Saved data entries
═══
PR #10137, opened 2016-07-18
fixed, plug some http exploits with a zebra list check

razzeee:
Picked from MrMC thx to @davilla 

Would be nice to get some feedback from @Montellese

### DIFF
--- a/xbmc/network/WebServer.cpp
+++ b/xbmc/network/WebServer.cpp
@@ -43,6 +43,7 @@
 #include "URL.h"
 #include "Util.h"
 #include "utils/Base64.h"
+#include "utils/FileUtils.h"
 #include "utils/log.h"
 #include "utils/Mime.h"
 #include "utils/StringUtils.h"
@@ -764,6 +765,10 @@ int CWebServer::CreateFileDownloadResponse(const std::shared_ptr<IHTTPRequestHan
 
   std::shared_ptr<XFILE::CFile> file = std::make_shared<XFILE::CFile>();
   std::string filePath = handler->GetResponseFile();
+
+  // white/black list access check
+  if (!CFileUtils::ZebraListAccessCheck(filePath))
+    return SendErrorResponse(request.connection, MHD_HTTP_NOT_FOUND, request.method);
 
   if (!file->Open(filePath, XFILE::READ_NO_CACHE))
   {
--- a/xbmc/utils/FileUtils.cpp
+++ b/xbmc/utils/FileUtils.cpp
@@ -35,6 +35,9 @@
 #include "URL.h"
 #include "settings/Settings.h"
 #include "utils/Variant.h"
+#if defined(TARGET_DARWIN)
+  #include "platform/darwin/DarwinUtils.h"
+#endif
 
 using namespace XFILE;
 
@@ -225,4 +228,49 @@ CDateTime CFileUtils::GetModificationDate(const std::string& strFileNameAndPath,
     CLog::Log(LOGERROR, "%s unable to extract modification date for file (%s)", __FUNCTION__, strFileNameAndPath.c_str());
   }
   return dateAdded;
+}
+
+bool CFileUtils::ZebraListAccessCheck(const std::string &filePath)
+{
+  // white/black list access checks, disallow exploits
+
+  // no access to the passwords.xml file,
+  // this can expose user/pass of remote servers
+  if (filePath.find("passwords.xml") != std::string::npos)
+  {
+    CLog::Log(LOGDEBUG,"http access denied");
+    return false;
+  }
+
+  // no access to the sources.xml file,
+  // this can expose user/pass of remote servers
+  if (filePath.find("sources.xml") != std::string::npos)
+  {
+    CLog::Log(LOGDEBUG,"http access denied");
+    return false;
+  }
+
+#if defined(TARGET_DARWIN)
+  char *fullpath = realpath(filePath.c_str(), nullptr);
+  if (fullpath)
+  {
+    const std::string testpath = fullpath;
+    free(fullpath);
+
+    // if this is a real path and accesses into user home, allow.
+    std::string userHome = CDarwinUtils::GetUserHomeDirectory();
+    if (testpath.find(userHome) != std::string::npos)
+      return true;
+
+    // if this is a real path and accesses outside app, deny.
+    std::string appRoot = CDarwinUtils::GetOSAppRootFolder();
+    if (testpath.find(appRoot) == std::string::npos)
+    {
+      CLog::Log(LOGDEBUG,"http access denied");
+      return false;
+    }
+  }
+#endif
+
+  return true;
 }
--- a/xbmc/utils/FileUtils.cpp
+++ b/xbmc/utils/FileUtils.cpp
@@ -234,20 +234,23 @@ bool CFileUtils::ZebraListAccessCheck(const std::string &filePath)
 {
   // white/black list access checks, disallow exploits
 
-  // no access to the passwords.xml file,
+  // no access to these files,
   // this can expose user/pass of remote servers
-  if (filePath.find("passwords.xml") != std::string::npos)
-  {
-    CLog::Log(LOGDEBUG,"http access denied");
-    return false;
-  }
+  static const char *blacklist_files[] = {
+    "passwords.xml",
+    "sources.xml",
+    "guisettings.xml",
+    "advancedsettings.xml",
+    NULL
+  };
 
-  // no access to the sources.xml file,
-  // this can expose user/pass of remote servers
-  if (filePath.find("sources.xml") != std::string::npos)
+  for (const char **ptr = blacklist_files; *ptr; ++ptr)
   {
-    CLog::Log(LOGDEBUG,"http access denied");
-    return false;
+    if (filePath.find(*ptr) != std::string::npos)
+    {
+      CLog::Log(LOGDEBUG,"http access denied");
+      return false;
+    }
   }
 
 #if defined(TARGET_DARWIN)
--- a/xbmc/utils/FileUtils.cpp
+++ b/xbmc/utils/FileUtils.cpp
@@ -239,14 +239,14 @@ bool CFileUtils::ZebraListAccessCheck(const std::string &filePath)
     "sources.xml",
     "guisettings.xml",
     "advancedsettings.xml",
-    NULL
+    nullptr
   };
 
-  for (const char **ptr = blacklist_files; *ptr; ++ptr)
+  for (auto ptr = blacklist_files; *ptr; ++ptr)
   {
     if (filePath.find(*ptr) != std::string::npos)
     {
-      CLog::Log(LOGDEBUG,"http access denied");
+      CLog::Log(LOGDEBUG, "%s access denied to %s", __FUNCTION__, filePath.c_str());
       return false;
     }
   }
@@ -268,7 +268,7 @@ bool CFileUtils::ZebraListAccessCheck(const std::string &filePath)
     free(fullpath);
 
     // if this is a real path and accesses into user home, allow.
-    std::string userHome = CSpecialProtocol::TranslatePath("special://home");
+    auto userHome = CSpecialProtocol::TranslatePath("special://home");
     if (testpath.find(userHome) != std::string::npos)
       return true;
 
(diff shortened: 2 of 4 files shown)


xbmc/utils/FileUtils.cpp
```diff
@@ -226,3 +229,48 @@ CDateTime CFileUtils::GetModificationDate(const std::string& strFileNameAndPath,
...
+
+#if defined(TARGET_DARWIN)
+  char *fullpath = realpath(filePath.c_str(), nullptr);
+  if (fullpath)
+  {
+    const std::string testpath = fullpath;
+    free(fullpath);
+
+    // if this is a real path and accesses into user home, allow.
+    std::string userHome = CDarwinUtils::GetUserHomeDirectory();
```
MrMC: replace

std::string userHome = CDarwinUtils::GetUserHomeDirectory();

with

std::string userHome = CSpecialProtocol::TranslatePath("special://home");

and you can remove the drawin ifdefs, also needs

#include "filesystem/SpecialProtocol.h"

MrMC: realpath is the key here, it will collapse any usage of "../../../" and hex encodings into a realpath.

xbmc/utils/FileUtils.cpp
```diff
@@ -226,3 +229,48 @@ CDateTime CFileUtils::GetModificationDate(const std::string& strFileNameAndPath,
...
+    if (testpath.find(userHome) != std::string::npos)
+      return true;
+
+    // if this is a real path and accesses outside app, deny.
+    std::string appRoot = CDarwinUtils::GetOSAppRootFolder();
```
Razzeee: What about this darwin specific then?

xbmc/utils/FileUtils.cpp
Razzeee: I'm not sure how to get realpath/fullpath

xbmc/utils/FileUtils.cpp
MrMC: std::string appRoot;
    CUtil::GetHomePath(appRoot);

another change I forgot about :)

xbmc/utils/FileUtils.cpp
MrMC: realpath() should exist on all posix based platforms, for windows platform, not a clue. Maybe something like the GetFullPathName function, best pray to google as usage of realpath() is pretty common for collapsing any usage of "../../../" and hex encodings into a realpath and for converting relative paths to a full path.

Razzeee:
jenkins build this please

Razzeee:
Tests on osx doesn't seem to like this change :/
http://jenkins.kodi.tv/view/Helpers/job/TestMulti-All/

MrMC:
yep, they fail because the zebra list does not permit access outside certain paths, It would have to be expanded to permit the test path.

xbmc/utils/FileUtils.cpp
```diff
@@ -226,3 +227,61 @@ CDateTime CFileUtils::GetModificationDate(const std::string& strFileNameAndPath,
...
+
+
+  char *fullpath;
+#if defined(TARGET_POSIX)
+  fullpath = realpath(filePath.c_str(), nullptr);
+#endif
+
+#if !defined(TARGET_POSIX)
+  char *namePtr;
+  GetFullPathName(filePath.c_str(), sizeof(fullpath), fullpath, &namePtr);
```
Tolriq: Seems like you forget to initialize fullpath before the call ;) You need to pass a valid char[]

Tolriq:
As tried to explain on the "locked" thread this is not the correct approach :(

This goes against all the previous work to allow remote access to allowed sources. 

The correct way is to extends CFileUtils::RemoteAccessAllowed and eventually add missing calls to that if there's some.

This patch will kills Kore file download, negge video server and many things.

See https://github.com/xbmc/xbmc/pull/2764 for some history about that.

MrMC:
I can craft an url that will never even hit CFileUtils::RemoteAccessAllowed :)

Bottom line, there are some places that the external world should not be allowed to see. This patch puts a stops to that nonsense. External apps just should not be allowed unrestricted and transparent access to internal user/pass items nor the underlying OS file system.

Tolriq:
@MrMC yes there's flaws, yes something needs to be done, as I said some calls to that function are missing. And the black list needs to be done there.

Currently this patch breaks all the previously done work to allow access to allowed sources.

Breaking Kore download function + negge video server + many many tools, because you do not take those in account.

Take time to read #2764 please as there's a long history and this patch will really have large unwanted side effects.

MrMC:
Yea, I read it. However I'm a bit more concerned with huge gaping exploit hole that exists in the current code base. Closing that ASAP out weighs past sins. Some other PR can get submitted to refactor things to fit other usages and restore what other apps need. But some thought needs to be given to this, for example, user/pass info is private to kodi. Other apps should never have unrestricted access to any user/pass info.

Tolriq:
Then add a call to it inside zebra or add the check if the file is inside sources with allowed access to true directly in zebra.

Personally Yatse have fallback to UPnP so I do not care at all, but this patch in current form break dozens of applications affecting millions of users, Kore / Video Server are applications from Team Kodi.

Since this security thing have started before my leaving, I'll continue to answer about history and details of why this must not be removed if information is needed / wanted. But merge in current status specially in beta state will leads to hacks of hacks to quick hacks to maybe restore functionality.
Since the breaking is known, either it's merged like that and removal of function for all users should be announced, but what would be the point of merging something that you know will need update to be fixed in hurry.

TBH I do not care that there's another function that does the same thing but not the same with some crossing all over if this is correct for you as I no more care about anything.

(And of course non posix needs quick fix but the crash will be quickly seen see CUtil::GetHomePath for proper usage at least on Windows)

> Closing that ASAP out weighs past sins
This is known for at least 6 month according to your MrMc patch, proper fix could have been done.

As a last note, I do agree at 3000% with the security problem and everything you say about that, but not on a quick bad fix that will break millions of users.

MrMC:
v17 is still in alpha, the purpose of alpha releases is to discover and fix these type of issues. Some big change is made, it breaks all sorts of things, the breakage gets fixed. If this was late beta or rc, it would be a different story. In this case, the breakage is already known and it is up to someone to PR as fix for it. Given that no one has cared to fix up this PR to handle such cases, I'd say that no one cares enough yet.

Ultimately, it is up to kodi devs to merge or not. I've done my part.

xbmc/network/WebServer.cpp
```diff
@@ -765,6 +766,10 @@ int CWebServer::CreateFileDownloadResponse(const std::shared_ptr<IHTTPRequestHan
   std::shared_ptr<XFILE::CFile> file = std::make_shared<XFILE::CFile>();
   std::string filePath = handler->GetResponseFile();
 
+  // white/black list access check
+  if (!CFileUtils::ZebraListAccessCheck(filePath))
+    return SendErrorResponse(request.connection, MHD_HTTP_NOT_FOUND, request.method);
```
Montellese: Why `MHD_HTTP_NOT_FOUND` (404) and not `MHD_HTTP_FORBIDDEN` (403) as the file exists (or we wouldn't make it until here)?

xbmc/utils/FileUtils.cpp
```diff
@@ -226,3 +227,61 @@ CDateTime CFileUtils::GetModificationDate(const std::string& strFileNameAndPath,
...
+    "guisettings.xml",
+    "advancedsettings.xml",
+    NULL
+  };
+
+  for (const char **ptr = blacklist_files; *ptr; ++ptr)
+  {
+    if (filePath.find(*ptr) != std::string::npos)
+    {
+      CLog::Log(LOGDEBUG,"http access denied");
```
Montellese: Space after the comma. And I would make the log message more generic as this method is not really HTTP specific (at least its name does not indicate that).

xbmc/utils/FileUtils.cpp
```diff
@@ -226,3 +227,61 @@ CDateTime CFileUtils::GetModificationDate(const std::string& strFileNameAndPath,
   }
   return dateAdded;
 }
+
+bool CFileUtils::ZebraListAccessCheck(const std::string &filePath)
```
Montellese: The first part of this method's implementation looks very much C-style (NULL terminated array, char pointers etc.). Could we C++1x-ify it a bit to match the rest of our code?

xbmc/utils/FileUtils.cpp
```diff
@@ -226,3 +227,61 @@ CDateTime CFileUtils::GetModificationDate(const std::string& strFileNameAndPath,
...
+    }
+  }
+
+
+  char *fullpath;
+#if defined(TARGET_POSIX)
+  fullpath = realpath(filePath.c_str(), nullptr);
+#endif
+
+#if !defined(TARGET_POSIX)
```
Montellese: The `#endif` and the `#if !defined(TARGET_POSIX)` could be combined into an `#else`. But I'm not sure if `GetFullPathName()` is available on anything else but win32?

xbmc/network/WebServer.cpp
MrMC: MHD_HTTP_FORBIDDEN implies a hit which gives a hint that it is there,
MHD_HTTP_NOT_FOUND gives no info about the presence or absence.
I figured, this is a security issues, why provide additional info. Could be either, dealers choice.

xbmc/utils/FileUtils.cpp
Razzeee: Well it did build fine on jenkins. With the exception of osx 64 I think.

xbmc/utils/FileUtils.cpp
Razzeee: Not really sure how to address this, I added some C++ 1x sugar now.

xbmc/utils/FileUtils.cpp
Razzeee: Added

xbmc/network/WebServer.cpp
Paxxi: I'm with @MrMC here, 403 could leak info to a would be attacker that the file is there so a 404 is safer in that regard.

xbmc/utils/FileUtils.cpp
Paxxi: for starters std::begin and std::end are supported for plain arrays so using a `for const auto ptr: blacklist_files)` should work fine or `for (auto ptr = std::begin(blacklist_files); ptr != std::end(blacklist_files); ++ptr)` last I checked stupid android didn't support cbegin and cend so not sure about those.

could use std::array with std::string like

xbmc/network/WebServer.cpp
Montellese: I'm fine with that reasoning but it would be nice to add a comment explaining it.

xbmc/utils/FileUtils.cpp
Paxxi: this should be
```
auto len = GetFullPathName(filePath.c_str(), 0, nullptr, nullptr);
if (len > 0)
{
  fullpath = reinterpret_cast<char *>(malloc(len));
  len = GetFullPathName(filePath.c_str(), len, fullpath, &namePtr);
  if (len != 0) //blow up, something went badly wrong
}
```

xbmc/utils/FileUtils.cpp
Paxxi: I think this should be `#if defined(TARGET_WINDOWS)` to not make any assumptions about platforms that may get added in the future and may blow up

xbmc/utils/FileUtils.cpp
```diff
@@ -226,3 +227,61 @@ CDateTime CFileUtils::GetModificationDate(const std::string& strFileNameAndPath,
...
+    free(fullpath);
+
+    // if this is a real path and accesses into user home, allow.
+    auto userHome = CSpecialProtocol::TranslatePath("special://home");
+    if (testpath.find(userHome) != std::string::npos)
+      return true;
+
+    // if this is a real path and accesses outside app, deny.
+    std::string appRoot;
+    CUtil::GetHomePath(appRoot);
```
Paxxi: this one has been changed and should be `auto appRoot = CUtil::GetHomePath();`

xbmc/network/WebServer.cpp
Paxxi: Agreed

Tolriq: Since I'm still notified for that PR.

Currently https://github.com/xbmc/xbmc/blob/master/xbmc/network/httprequesthandler/HTTPVfsHandler.cpp#L84 returns 401 for sources / files that are not allowed for remote access.

This is what is used by most remotes to help the user configuring correctly it's sources when having a problem.

Not talking again about the fact that this patch removes access to allowed sources (@Montellese in case you missed that side effect), but if everything returns 404, it may worth more than a comment in code but some wider communication for all users to be aware of the change.

And if this is merged and access to sources is added back later but still returns 404 then maybe extends the JSON getSources to publish the allowsharing so that there's enough information to help users.

MrMC:
maybe time to dust this off now -> http://seclists.org/fulldisclosure/2017/Feb/27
═══
Identify how many lines in the entries above include the string "really", then state that number alone.

3